Enrico seemed reserved when IIH professional initially arrived to engage Enrico in IIH activity. Enrico seemed to loosen up when IIH Professional engaged him in some small talk about his weekend. Enrico was able to fully engage himself in the activity which was evident by his ability to focus on each task at hand without having to be redirected. Enrico stated, "hanging out with my grandma", was his favorite way to spend his time. IIH Professional facilitated Client Family Team meeting which included Enrico, Enrico's grandmother, his grandmother's male companion, and entire IIH team in order to discuss and review past behaviors to assess progress or lack thereof, new issues of concern, safety concerns, interventions, as well as Enrico and his family strengths. IIH Professional made introductions between Enrico and his family and new IIH Team lead. IIH Professional prompted Enrico and his family to discuss any concern and/or issues that they felt needed to be addressed by IIH Team. IIH Professional encouraged Enrico to open up and reveal feelings concerning the issues that his family felt needed to be addressed. IIH Professional documented all information received and discussed in the CFT meeting. The following issues were discussed: -Enrico smoking cigarettes (Enrico reported that he quit) -Enrico display of immature behavior -Enrico's refusal to complete task set by his grandmother -Enrico engaging in unsafe behaviors such as setting fire to things in the home such as pencils and other objects in the home, and meeting neighbors on the room of his home which may also lead to home invasions. -Enrico's feelings of abandonment in regards to his biological parents. Enrico's inability to manage his anger -Enrico's grandmother enforcing rules in the home and implementing consequences. -IIH Professional's helping Enrico's grandmother advocate for his education and behavioral modifications in school setting -Enrico and his grandmother's positive relationship.
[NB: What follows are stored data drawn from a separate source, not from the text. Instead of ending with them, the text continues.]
PR #5068, opened 2026-07-21
Seanaye/feat/soup realtime

seanaye:
This PR adds a new hex crate `soup_realtime` which at the time of writing has the following capabilities:

### Inbound

Read from `document.updated` topic, call into service impl

### Service Layer

* Given some input `Entity<'static>`
* Resolve all users which have access to this entity via outbound adapter
* Create a `SoupItem<()>` for this entity id via outbound soup adapter
* Produce N messages (UserId, SoupItem<()>) via outbound adapter

### Outbound
* Adapter for entity access
* Adapter for resolving Id -> SoupItem
* Adapter for producing kafka messages

NOTE: we DRY up some of the duplicated code across the webhook inbound and the soup_realtime inbound, which has to do with the machinery of setting up the kafka consumer.

This code is not yet called from anywhere and therefore is not "used" in deployments


.github/kafka-cluster-topics.json
```diff
@@ -5,6 +5,7 @@
   "macro.email",
   "macro.example",
   "macro.projects",
+  "macro.soup-realtime",
```
whutchinson98: nit: can we call this either `user-soup` or just `soup`

whutchinson98 (approved):

PR #5083, opened 2026-07-22
feat(channel): support is_participant in soup and channel join for participating channels

whutchinson98:
- adds in `is_participant` filter for soup channels
  - if you are a member of the channel is_participant is true. if the channel is a team channel and you aren't in it then is_participant is false.
- adds in `join` button in teams view for channels you aren't a member of
image
- join button will join the team channel
- updates soup queries to use `is_participant: true` for recent view


dev-rb (approved):
Frontend lgtm!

IIH Professional and team discussed CFT meeting and assessed the family dynamic that was displayed in the meeting between Enrico and his grandmother and the role

Enrico's grandmother friend plays in his life. IIH Team assessed Enrico's clingy behavior in regards to his grandmother as well as the immaturity that was displayed by all family members in regards to how they tend to communicate with Enrico.
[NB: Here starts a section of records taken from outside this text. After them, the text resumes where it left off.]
PR #5085, opened 2026-07-22
feat(onboarding): send mobile welcome email via auth service on signup

evanhutnik:
## Summary

Wires the `/mobile-email-signup` flow (added in #5082) back up to the backend so submitting an email actually sends the desktop-link welcome email, instead of relying solely on analytics-driven marketing automation.

- `MobileWebSignup` now calls the existing `useSendMobileWelcomeEmail` mutation (previously orphaned), which hits `POST /mobile-welcome-email` on `authentication_service` — server-side validation, block list, per-IP rate limiting, and already-sent dedupe all apply.
- Maps the client's typed error codes to toasts: `INVALID_EMAIL` → "Invalid email address.", `RATE_LIMITED` → "Too many attempts. Please try again later.", anything else → a generic retry message. On error the visitor stays on the capture screen.
- Advances to the confirmation screen on success, including the `sent: false` (already emailed) case — the screen is still truthful, and this avoids the old flow's "Email already sent." dead end.
- Guards against double-submits while the request is in flight; keeps `analytics.identify` so marketing automation continues to receive the email.

## Background

The original mobile web signup flow (#2624/#2608, Apr 2026) called this endpoint; the call was dropped in the tutorial-modal rework (#3664) and #5082 reintroduced the screens without it. The backend endpoint and mutation hook were still in place — this reconnects them.

### DIFF
--- a/apps/web/src/features/onboarding/MobileWebSignup.tsx
+++ b/apps/web/src/features/onboarding/MobileWebSignup.tsx
@@ -1,4 +1,6 @@
 import { useAnalytics } from '@app/lib/analytics/analytics-context';
+import { toast } from '@core/component/Toast/Toast';
+import { useSendMobileWelcomeEmail } from '@queries/auth';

Enrico was quiet during the CFT and let his grandmother and her companion do a lot of the talking. Enrico displayed age inappropriate behavior as he laid on his grandmother and kept complaining about being tired. However, Enrico and his grandmother displayed a healthy relationship with one another that was affectionate and loving. When his grandmother's companion joined the dynamic some immaturity was amongst the three which included bickering and finger pointing as the grandmother played referee. Enrico's grandmother's companion reported that he was providing Enrico with cigarettes. Enrico reported that he stopped smoking and was not going to smoke again. Enrico's grandmother reported that Enrico wanted to be a "gangster" and she was not going to let her grandson take that route in life. Enrico's grandmother also reported that Enrico is immature and is constantly "messing" with her which due to her heart problems causes her undue stress. Enrico's grandmother companion made the same reports regarding Enrico's behavior and how it takes a toll on his grandmother's health. Enrico's grandmother reported that Enrico engages in risk taking behaviors such as climbing on the roof of their apartment to interact with a neighborhood peer. Enrico barely said a word in regards to his behavior even when prompted. Enrico's grandmother stated that Enrico's father is in his life on a inconsistent basis which upsets Enrico because his father makes promises that he can't keep and Enrico looks forward to spending time with his father. Enrico has a very supportive grandmother that is willing to work at ensuring that Enrico is successful.